So am basically building a restful client with laravel that will not have a database. So if anyone has any ideas on how to structure this, I would be very grateful.
Cheers
Laravel is an opinionated PHP framework.
Laravel Create Model is an MVC based PHP system. In the MVC architecture, 'M' stands for 'Model'. A model is used as a way for questioning data to and from the table within the database. Laravel gives a basic way to do that using Eloquent ORM where each table incorporates a Model to interact with it.
Laravel provides a convenient way to create Restful APIs via resourceful controllers. Create a route for the resourceful controller in routes/api.
I think that the more generic and robust design for your app is the MVC pattern like a standard Laravel app. In fact the only difference is that the model layer will not interact with a database but with an API.

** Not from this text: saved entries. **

PR #10439, opened 2021-07-08
always pass unpopulated path to validator closes #8042 closes #8018

### LINKED ISSUE #8018: Populating an id key that doesn't exist anymore in the reference collection (single, not an array) and then saving gives a validation error if the id key is a required value
Hi, I wanted to point out this error I am getting that I think is sort of a bug, since technically we are just executing READ commands on the document(s), and the content changes so that the validation fails.

When trying to save a document, after it has been populated on a required key, and the populated key is null because the reference object was not found anymore, trying to save it fails due to a validation error in the populated key being null after the populate.

```javascript
mongoose.set('debug', true);

const GITHUB_ISSUE = `gh8018`;
const connectionString = `mongodb://localhost:27017/${GITHUB_ISSUE}`;

run().then(() => console.log('done')).catch(error => console.error(error.stack));

async function run() {
    const db = await mongoose.connect(connectionString);

    const schema = mongoose.Schema({
        placeHolderKey: {
            type: String,
            default: "TEST"
        }
    });

    const schema2 = mongoose.Schema({
        keyToPopulate: {
            ref: "SecondaryModel",
            required: true
        }
    });


    const secondaryModelThatIsPopulatedOnTheMainModel = db.model('SecondaryModel', schema);
    const mainModelThatFailsValidation = db.model('MainModelThatFailsRequiredValidation', schema2);

    let secondaryModelObject = await secondaryModelThatIsPopulatedOnTheMainModel.create({placeHolderKey: "TEST"});
    let mainModelObject = await mainModelThatFailsValidation.create({keyToPopulate: secondaryModelObject._id});
    await secondaryModelObject.remove();

    const doc = await mainModelThatFailsValidation.find({_id: mainModelObject._id})
        .populate("keyToPopulate")
        .exec();

    doc[0].save(); //This one normally throws the error

    console.log(doc[0].toObject()); //Removing the `await secondaryModelObject.remove();` will throw no errors
}
```

I think that `populate` shouldn't affect the actual content to the point of making it different from the previous one, since we didn't change anything at all.

Mongoose: 5.5.2
Node: 8.12.0

### LINKED ISSUE #8042: Always pass unpopulated path to validators
Issues like #8018 make it very confusing to write validation for populated paths.

IslandRhythms:

### DIFF
--- a/lib/document.js
+++ b/lib/document.js
@@ -2525,7 +2525,7 @@ Document.prototype.$__validate = function(pathsToValidate, options, callback) {
       // shouldn't fail (gh-8018). We should always fall back to the populated
       // value.
       let pop;
-      if (val == null && (pop = _this.populated(path)) || !(pop = _this.populated(path))) {
+      if (val == null) {
         val = pop;
       }
       const scope = path in _this.$__.pathsToScopes ?
--- a/lib/document.js
+++ b/lib/document.js
@@ -2524,9 +2524,8 @@ Document.prototype.$__validate = function(pathsToValidate, options, callback) {
       // If you `populate()` and get back a null value, required validators
       // shouldn't fail (gh-8018). We should always fall back to the populated
       // value.
-      let pop;
-      if (val == null) {
-        val = pop;
+      if (val == null && _this.populated(path)) {
+        val = _this.depopulate(path);
       }
       const scope = path in _this.$__.pathsToScopes ?
         _this.$__.pathsToScopes[path] :
--- a/lib/document.js
+++ b/lib/document.js
@@ -2524,8 +2524,9 @@ Document.prototype.$__validate = function(pathsToValidate, options, callback) {
       // If you `populate()` and get back a null value, required validators
       // shouldn't fail (gh-8018). We should always fall back to the populated
       // value.
-      if (val == null && _this.populated(path)) {
-        val = _this.depopulate(path);
+      let pop;
+      if ((pop = _this.populated(path))) {
+        val = pop;
       }
       const scope = path in _this.$__.pathsToScopes ?
         _this.$__.pathsToScopes[path] :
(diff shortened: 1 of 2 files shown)


lib/document.js
```diff
@@ -2524,9 +2524,8 @@ Document.prototype.$__validate = function(pathsToValidate, options, callback) {
       // If you `populate()` and get back a null value, required validators
       // shouldn't fail (gh-8018). We should always fall back to the populated
       // value.
-      let pop;
-      if (val == null && (pop = _this.populated(path))) {
-        val = pop;
+      if (val == null && _this.populated(path)) {
+        val = _this.depopulate(path);
```
vkarpov15, line 2528: It looks like this would depopulate the path on the document, rather than depopulating just for the validator. We don't want the depopulate to persist.

lib/document.js
```diff
@@ -2524,9 +2524,8 @@ Document.prototype.$__validate = function(pathsToValidate, options, callback) {
       // If you `populate()` and get back a null value, required validators
       // shouldn't fail (gh-8018). We should always fall back to the populated
       // value.
-      let pop;
-      if (val == null && (pop = _this.populated(path))) {
-        val = pop;
+      if (val == null && _this.populated(path)) {
```
vkarpov15, line 2527: We should remove this `val == null` check. This `null` check is the crux of this issue: we should always use `val = pop`

vkarpov15 (changes requested):

vkarpov15 (changes requested):
Nice, but can you add a test for this please?

IslandRhythms:
I copied your test from 8018 and just didn't populate it. Not sure if that's how to properly test this fix. I am a bit confused on how to test for passing an unpopulated path to a validator, as I thought that was already default behavior on model creation when you have a field in the document set to `required: true`

vkarpov15 (approved):
Thanks :+1:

You will have to forget Eloquent model and build your own model layer with the classic Object Oriented practices (constructor, accessors...). Then you will be able to deal with objects in your controller and not with an API. If you want to build something enough generic to be reused you can adopt the same syntax as Eloquent and write models like that :
<?php
class User {
protected $url = "http://myapi.com/users/"
protected $id;
protected $name;
public function save()
{
$data = json_encode(array(
'id' => $this->id,
'name' => $this->name,
))
$ch = curl_init();
curl_setopt($ch, CURLOPT_URL, $this->url);
curl_setopt($ch, CURLOPT_RETURNTRANSFER, 1);
curl_setopt($ch, CURLOPT_HTTPHEADER, array('Content-Type: application/json'));
curl_setopt($ch, CURLOPT_PUT, 1);
curl_setopt($ch, CURLOPT_POSTFIELDS, $data);
return true;
}
}
Then you will be able to call $user->save();
with the exact same behavior that an Eloquent model. Of course, a lot of improvements and generalisation (why not a super class named EloquentAPI...) are needed but you can see the idea. If the job is well done with methods all()
, find()
, save()
and few others implemented, you could switch between a database or a web service implementations easily. The other big interest of this approach is to clean up your controllers and let all the curl's mess in a separate layer.
The second option is to forget the model layer and directly call your REST API in your controllers. It could be a good idea if your app is small and don't need to be scalable but, be careful, if you do that the maintenance of your app could be painful, for example if there is changes in the REST API.